PR #133, opened 2023-10-03
Add GetObjectType helper to struct_helper and Fix base_generator vendorTags logic

charles-lunarg:
This utility converst Vulkan handle types to VkObjectType enums, which is used
by the debug utils set name & tag functions.

The logic for vendorTags didn't correctly iterate through the children of tags,
causing the vendorTags list to be generated incorrectly.

### DIFF
--- a/scripts/generators/base_generator.py
+++ b/scripts/generators/base_generator.py
@@ -125,8 +125,9 @@ class BaseGenerator(OutputGenerator):
         for platform in self.registry.tree.findall('platforms/platform'):
             self.vk.platforms[platform.get('name')] = platform.get('protect')
 
-        for tag in self.registry.tree.findall('tags'):
-            self.vk.vendorTags.append(tag.get('name'))
+        for tags in self.registry.tree.findall('tags'):
+            for tag in tags.findall('tag'):
+                self.vk.vendorTags.append(tag.get('name'))
 
         # No way known to get this from the XML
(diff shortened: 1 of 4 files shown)


scripts/generators/base_generator.py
========================================================================
--- INSTRUCTIONS TO FOLLOW ---
Give exactly, and nothing besides, the lines from the one in which "for tags in" occurs through the end of the records.

--- WRITTEN ANSWER ---
+        for tags in self.registry.tree.findall('tags'):
+            for tag in tags.findall('tag'):
+                self.vk.vendorTags.append(tag.get('name'))
 
         # No way known to get this from the XML
(diff shortened: 1 of 4 files shown)


scripts/generators/base_generator.py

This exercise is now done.